DuckDB: SQL over a CSV in one shot
DuckDB reads CSV / JSON / Parquet directly — no schema, no load step, no server. The fastest way to put SQL into a pipeline.
Setup
- → brew install duckdb
Cost per run
free
The one-liner
$ duckdb -c "
SELECT category,
AVG(price) AS avg_price,
QUANTILE_CONT(price, 0.9) AS p90,
COUNT(*) AS n
FROM 'sales.csv'
GROUP BY 1
ORDER BY n DESC
"What each stage does
- [01] duckdb
duckdb -c "…"Run one SQL statement against an in-memory database.
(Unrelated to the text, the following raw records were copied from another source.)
PR #1848, opened 2016-02-29
convergence tenants metrics

manishtomar:
adding `reg.conv_desired|actual|divergence` metric that is total desired and actual of convergence tenants groups only. Graphing this show true reliability of convergence.


manishtomar:
@dragorosson review please

dragorosson:
LGTM

PR #1849, opened 2016-03-01
Filter launch stack groups

manishtomar:
While testing #1848 I found that `launch_stack` groups skewing the metric. Hence filtering it out. Might need to implement separate metric that involves fetching stacks instead of servers for these kind of groups.


manishtomar:
@dragorosson review?

dragorosson:
LGTM. The nit is a non-blocker, but I just wanted to bring it to your attention. Also, I can't help but wonder why `get_all_groups` isn't named `get_all_valid_groups` if that's what it does unconditionally (still, non-blocker). :+1:

manishtomar:
> why get_all_groups isn't named get_all_valid_groups

This is a brilliant question and the only answer I can think is "I am stupid". If caller wants _all_ groups, they can call `get_all_group_rows`. I'll change it. Thanks!

PR #14085, opened 2022-06-01
*: fix typo "iff" to "if" in comments

kaijchen:
Fixed typo "iff" to "if" in comments.

Searched for all occurences in the project by `grep -rw`.


spzala (commented):
@kaijchen thank you but "iff" is fine - it's an abbreviation for `if and only if` so I think we are good.  Closing it but please continue contributing to the project with other improvements. Thanks!

PR #14087, opened 2022-06-04
[3.5] Backport two lease related bug fixes to 3.5

ahrtr:
Backport [pull/14067](https://github.com/etcd-io/etcd/pull/14067) and [pull/14078](https://github.com/etcd-io/etcd/pull/14078) to 3.5.

The first bug fix is to resolve the race condition between goroutine and channel on the same leases to be revoked. It's a classic mistake in using Golang channel + goroutine. Please refer to [effective_go#channels](https://go.dev/doc/effective_go#channels).

The second bug fix is to resolve the issue that etcd lessor may continue to schedule checkpoint after stepping down the leader role.


serathius (approved):
Both fixes look good for backport.

PR #14104, opened 2022-06-10
Bump OpenTelemetry dependencies to v1.7.0

lucacome:
Bumps OpenTelemetry dependencies to v1.7.0


ahrtr:
This is the probably 4th attempt to bump the OpenTelemetry.  Note that all previous attempts were failed. It could be due to the behavior change on the new gRPC version. 

It would be helpful if you get it resolved.

lucacome:
@ahrtr I noticed unfortunately 😭 but I wanted to give it a try

lucacome:
I think one of the problems is
```
go.etcd.io/etcd/raft/v3/raftpb imports
	github.com/golang/protobuf/proto tested by
	github.com/golang/protobuf/proto.test imports
	github.com/google/go-cmp/cmp imports
	github.com/google/go-cmp/cmp/internal/value loaded from github.com/google/go-cmp@v0.5.5,
	but go 1.16 would select v0.5.6

To upgrade to the versions selected by go 1.16:
	go mod tidy -go=1.16 && go mod tidy -go=1.17
If reproducibility with go 1.16 is not needed:
	go mod tidy -compat=1.17
For other options, see:
	https://golang.org/doc/modules/pruning
```

ptabor:
Closing as it's done in https://github.com/etcd-io/etcd/pull/14125

lucacome:
@ptabor it looks like only grpc was updated, not otel? 🤔

PR #14106, opened 2022-06-13
wal: remove the repeated test case

SimFG:
The TestFilePipelineFailLockFile case maybe test the line 77 in the alloc function. But the LockFile will not throw an error when the file lock is hold. And TestFilePipelineFailPreallocate and TestFilePipelineFailLockFile are exactly the same except for the comments.

### DIFF
--- a/server/storage/wal/file_pipeline.go
+++ b/server/storage/wal/file_pipeline.go
@@ -58,6 +58,7 @@ func newFilePipeline(lg *zap.Logger, dir string, fileSize int64) *filePipeline {
 
 // Open returns a fresh file for writing. Rename the file before calling
 // Open again or there will be file collisions.
+// it will 'block' if the tmp file lock is already taken.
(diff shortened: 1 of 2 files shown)


ptabor (changes requested):
Thank you for finding. Indeed this piece of code is not adding any value. 

Could you, please, lock manually the file `0.tmp` in the preamble of the test, such that: 
https://github.com/etcd-io/etcd/blob/4592af25ba3b9b9d249845d7d376fe0f7c5ba9de/server/storage/wal/file_pipeline.go#L77 would fail.

ptabor (approved):
Thank you for checking.

Optionally: Please add a comment to fp.Open(...) method that it will 'block' if the lock is already taken.

SimFG:
@ptabor I have commented in this method

serathius (approved):

PR #14107, opened 2022-06-13
Get all constant etcd versions defined in a centralized place

ahrtr:
Currently the etcd versions are defined in everything in the repo, it isn't good.  In this PR, we get all constant versions defined in a centralized places, so that they can be reused by all other places. 

cc @serathius @spzala @ptabor


ptabor (approved):
Thank you for the cleanup.

serathius (approved):

PR #14109, opened 2022-06-13
schedule: Provide logs when the fifo job panic happens

SimFG:
To make the fifo scheduler better debuggability.

### DIFF
--- a/pkg/schedule/schedule.go
+++ b/pkg/schedule/schedule.go
@@ -17,9 +17,36 @@ package schedule
 import (
 	"context"
 	"sync"
+
+	"go.etcd.io/etcd/client/pkg/v3/verify"
+
+	"go.uber.org/zap"
 )
 
-type Job func(context.Context)
+type Job interface {
+	Name() string
+	Do(context.Context)
+}
+
+type job struct {
+	name string
+	do   func(context.Context)
+}
+
+func (j job) Name() string {
+	return j.name
+}
+
+func (j job) Do(ctx context.Context) {
+	j.do(ctx)
+}
+
+func NewJob(name string, do func(ctx context.Context)) Job {
+	return job{
+		name: name,
+		do:   do,
+	}
+}
 
 // Scheduler can schedule jobs.
 type Scheduler interface {
@@ -56,14 +83,18 @@ type fifo struct {
 
 	finishCond *sync.Cond
 	donec      chan struct{}
+	lg         *zap.Logger
 }
 
 // NewFIFOScheduler returns a Scheduler that schedules jobs in FIFO
 // order sequentially
-func NewFIFOScheduler() Scheduler {
+func NewFIFOScheduler(lg *zap.Logger) Scheduler {
+	verify.Assert(lg != nil, "the logger should not be nil")
+
 	f := &fifo{
 		resume: make(chan struct{}, 1),
 		donec:  make(chan struct{}, 1),
+		lg:     lg,
 	}
 	f.finishCond = sync.NewCond(&f.mu)
 	f.ctx, f.cancel = context.WithCancel(context.Background())
@@ -125,7 +156,6 @@ func (f *fifo) Stop() {
 }
 
 func (f *fifo) run() {
-	// TODO: recover from job panic?
 	defer func() {
 		close(f.donec)
 		close(f.resume)
@@ -149,17 +179,29 @@ func (f *fifo) run() {
 				f.mu.Unlock()
 				// clean up pending jobs
 				for _, todo := range pendings {
-					todo(f.ctx)
+					f.executeJob(todo, true)
 				}
 				return
 			}
 		} else {
-			todo(f.ctx)
+			f.executeJob(todo, false)
+		}
+	}
+}
+
+func (f *fifo) executeJob(todo Job, updatedFinishedStats bool) {
+	defer func() {
+		if !updatedFinishedStats {
 			f.finishCond.L.Lock()
 			f.finished++
 			f.pendings = f.pendings[1:]
 			f.finishCond.Broadcast()
 			f.finishCond.L.Unlock()
 		}
-	}
+		if err := recover(); err != nil {
+			f.lg.Panic("execute job failed", zap.String("job", todo.Name()), zap.Any("panic", err))
+		}
+	}()
+
+	todo.Do(f.ctx)
 }
--- a/server/etcdserver/server.go
+++ b/server/etcdserver/server.go
@@ -54,7 +54,7 @@ import (
 	"go.etcd.io/etcd/raft/v3/raftpb"
 	"go.etcd.io/etcd/server/v3/auth"
 	"go.etcd.io/etcd/server/v3/etcdserver/api"
-	"go.etcd.io/etcd/server/v3/etcdserver/api/etcdhttp/types"
+	httptypes "go.etcd.io/etcd/server/v3/etcdserver/api/etcdhttp/types"
 	"go.etcd.io/etcd/server/v3/etcdserver/api/membership"
 	"go.etcd.io/etcd/server/v3/etcdserver/api/rafthttp"
 	"go.etcd.io/etcd/server/v3/etcdserver/api/snap"
@@ -744,7 +744,7 @@ func (s *EtcdServer) run() {
 	}
 
 	// asynchronously accept toApply packets, dispatch progress in-order
-	sched := schedule.NewFIFOScheduler()
+	sched := schedule.NewFIFOScheduler(lg)
 
 	var (
 		smu   sync.RWMutex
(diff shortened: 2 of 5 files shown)


pkg/schedule/schedule.go
```diff
@@ -149,17 +156,29 @@ func (f *fifo) run() {
...
+		if !ctxDone {
 			f.finishCond.L.Lock()
 			f.finished++
 			f.pendings = f.pendings[1:]
 			f.finishCond.Broadcast()
 			f.finishCond.L.Unlock()
 		}
-	}
+		if err := recover(); err != nil {
+			f.lg.Warn("execute job failed", zap.Any("job", todo), zap.Any("err", err))
```
serathius, line 179: What do you expect will be printed for `job` key? Just guessing that it will be pointer to function. In most cases we pass anonymous function to fifo. 

Maybe we could add a proper name to jobs scheduled? Could be a separate PR

SimFG: I want to give some tips when the panic happens. But I don’t have a good idea. Maybe deleting the job key is better and we add a proper name to jobs in a separate pr. What do you think of this?

pkg/schedule/schedule.go
```diff
@@ -56,14 +58,20 @@ type fifo struct {
...
 	finishCond *sync.Cond
 	donec      chan struct{}
+	lg         *zap.Logger
 }
 
 // NewFIFOScheduler returns a Scheduler that schedules jobs in FIFO
 // order sequentially
-func NewFIFOScheduler() Scheduler {
+func NewFIFOScheduler(lg *zap.Logger) Scheduler {
+	if lg == nil {
```
ptabor, line 67: We decided to `verify.Assert` (client/pkg/verify/verify.go) whether the logger is prided rather than silently turn off logging if it was not provided.

pkg/schedule/schedule.go
```diff
@@ -149,17 +156,29 @@ func (f *fifo) run() {
...
 				return
 			}
 		} else {
-			todo(f.ctx)
+			f.executeJob(todo, false)
+		}
+	}
+}
+
+func (f *fifo) executeJob(todo Job, ctxDone bool) {
```
ptabor, line 169: nit: Instead of `ctxDone` I would call it `updatedFinishedStats` as we should talk about meaning of the parameter, and not why we had 'set' it.

pkg/schedule/schedule.go
```diff
@@ -149,17 +156,29 @@ func (f *fifo) run() {
...
+	defer func() {
+		if !ctxDone {
 			f.finishCond.L.Lock()
 			f.finished++
 			f.pendings = f.pendings[1:]
 			f.finishCond.Broadcast()
 			f.finishCond.L.Unlock()
 		}
-	}
+		if err := recover(); err != nil {
```
ptabor, line 178: I have a doubts about the `catching exceptions and swallowing errors` behavior.
If one of the periodic book-keeping processes within DB server fails unexpectedly, it might be caused by assertion that is supposed to detect data inconsistency or other serious problem (e.g. during compaction).   The earlier we detect it and avoid propagation (by e.g. reading checkpoint state from the other replica), the lowest chances we will make this 'broken' state authoritative and the easier to debug the problem. 

How about expanding the logging (as you did), flushing the logs, but applying this pattern: 

https://stackoverflow.com/questions/34842322/can-i-recover-from-panic-handle-the-error-then-panic-again-and-keep-the-origin

instead of the `recover` ?

We should look at this error 1 by 1 and decide whether they are recoverable or not.

ptabor (changes requested):

pkg/schedule/schedule.go
SimFG: Got it. About the `recover`, I write a demo.
image

image

So I think the recover method can be used. So I plan to add a `HandlePanic` func in the `Job` struct. When the `HandlePanic` isn't nil, it will be called when the panic happens.

pkg/schedule/schedule.go
```diff
@@ -149,17 +160,34 @@ func (f *fifo) run() {
...
+		if !updatedFinishedStats {
 			f.finishCond.L.Lock()
 			f.finished++
 			f.pendings = f.pendings[1:]
 			f.finishCond.Broadcast()
 			f.finishCond.L.Unlock()
 		}
-	}
+		if err := recover(); err != nil {
+			f.lg.Warn("execute job failed", zap.String("job", todo.Name), zap.Any("err", err))
```
ptabor, line 183: I would make it Error... not Warn, as this type of error "used" to panic the server.

pkg/schedule/schedule.go
```diff
@@ -149,17 +160,34 @@ func (f *fifo) run() {
...
+			if todo.HandlePanic != nil {
+				todo.HandlePanic(err)
+			} else {
+				panic(err)
```
ptabor, line 187: lg.Panic will trigger flushing logs, so is recommended from debuggability standpoint.

pkg/schedule/schedule.go
```diff
@@ -17,15 +17,23 @@ package schedule
...
 	"context"
 	"sync"
+
+	"go.etcd.io/etcd/client/pkg/v3/verify"
+
+	"go.uber.org/zap"
 )
 
-type Job func(context.Context)
+type Job struct {
```
ptabor, line 26: no strong opinion, but probably I would make it an interface... 

and have a:
   `NewJob("foo", func() {...} )` constructor...
   `NewRecoveringJob("boo", func() {...}, func() { ... } );

pkg/schedule/schedule.go
ptabor: Thank you. This seems good overall. 

Minor doubt I have... is what's the benefit of having separate HandlePanic(...) if Job author could actually already handle it within the Job.Do itself.

SimFG: Thanks your reading. It seems that the `HandlePanic ` method is a little redundant.

pkg/schedule/schedule.go
SimFG: Thanks for your advice.

server/etcdserver/server.go
```diff
@@ -839,7 +839,7 @@ func (s *EtcdServer) run() {
 	for {
 		select {
 		case ap := <-s.r.apply():
-			f := func(context.Context) { s.applyAll(&ep, &ap) }
+			f := schedule.NewJob("server applyAll", func(context.Context) { s.applyAll(&ep, &ap) })
```
ptabor, line 842: nit: I would avoid using 'space' in the identifiers. 

I would prefer any of:  "server.applyAll" or "server:applyAll" or "server_applyAll" as the convention for naming.   If we ever used this IDs for monitoring metric's field, it would also make things cleaner.

server/storage/mvcc/kvstore.go
```diff
@@ -202,7 +202,7 @@ func (s *store) updateCompactRev(rev int64) (<-chan struct{}, int64, error) {
 	s.revMu.Lock()
 	if rev <= s.compactMainRev {
 		ch := make(chan struct{})
-		f := func(ctx context.Context) { s.compactBarrier(ctx, ch) }
+		f := schedule.NewJob("kvstore updateCompactRev compactBarrier", func(ctx context.Context) { s.compactBarrier(ctx, ch) })
```
ptabor, line 205: ditto.

server/storage/mvcc/kvstore.go
```diff
@@ -225,7 +225,7 @@ func (s *store) updateCompactRev(rev int64) (<-chan struct{}, int64, error) {
 
 func (s *store) compact(trace *traceutil.Trace, rev, prevCompactRev int64) (<-chan struct{}, error) {
 	ch := make(chan struct{})
-	var j = func(ctx context.Context) {
+	j := schedule.NewJob("kvstore compact", func(ctx context.Context) {
```
ptabor, line 228: ditto

ptabor (approved):
Thank you. Apart of naming convention, looks good for merging.

server/etcdserver/server.go
SimFG: I have changed it.

serathius (approved):

pkg/schedule/schedule.go
```diff
@@ -149,17 +179,29 @@ func (f *fifo) run() {
...
+		if !updatedFinishedStats {
 			f.finishCond.L.Lock()
 			f.finished++
 			f.pendings = f.pendings[1:]
 			f.finishCond.Broadcast()
 			f.finishCond.L.Unlock()
 		}
-	}
+		if err := recover(); err != nil {
+			f.lg.Panic("execute job failed", zap.String("job", todo.Name()), zap.Any("err", err))
```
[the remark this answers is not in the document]
serathius: Have you tested how this log will look like?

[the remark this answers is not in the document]
SimFG: image
 the `err` can't use the zap.Error(), because the `zap.Error()` need a param of the `error` type. In this code, the type of the `err` is `Any`.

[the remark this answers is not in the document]
serathius: ack, then maybe we shouldn't use `err`. Using it could potentially pass different type under, maybe instead use `panic` key?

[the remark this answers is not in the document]
SimFG: Good idea. I have changed it.

PR #14117, opened 2022-06-15
Extend .gitignore to ignore intelij config/generated files.

ptabor:


serathius:
I'm on the other side that contributor responsibility to configure their global git file ignores https://docs.github.com/en/get-started/getting-started-with-git/ignoring-files#configuring-ignored-files-for-all-repositories-on-your-computer and not project to collect all file extensions used by all contributors.

ptabor:
- We have already `.idea` folder in the .gitignore
- I don't think global settings are the solution as different projects have different philosophy. 
   It might make sense for convenience of contributors to store some dev-environments configs (like .idea or .eclipse) project files. I worked in companies that stored them to have consistent dev experience. 
- I'm not saying it's project responsibility to collect *all possible* file extensions, but if there are a few most common tools, why not to make it convenient for contributors to not require them to think about it.

spzala (approved):
Agree with both @ptabor and @serathius :) that it's contributors responsibility in general but for common developer tools we should be okay to do it for convenience. lgtm.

No server, no .duckdb file needed when you don't pass one. - [02] duckdb
FROM 'sales.csv'DuckDB's killer feature: any string in single-quotes that ends in .csv / .json / .parquet is treated as a table. Schema is inferred. - [03] duckdb
QUANTILE_CONT(price, 0.9)Real SQL — proper percentiles, window functions, joins, full PostgreSQL-compatible syntax. Skip the manual stats math.
Expected output (sample)
┌────────────┬───────────┬────────┬─────┐ │ category │ avg_price │ p90 │ n │ ├────────────┼───────────┼────────┼─────┤ │ electronics│ 142.40 │ 280.00 │ 412 │ │ apparel │ 52.10 │ 110.00 │ 318 │ │ books │ 18.20 │ 29.95 │ 287 │ └────────────┴───────────┴────────┴─────┘
Caveats & tips
- Same query works on .json and .parquet — DuckDB auto-detects.
- For one-shot scripts, output format flags: `-csv`, `-json`, `-markdown`, `-list`, `-line`.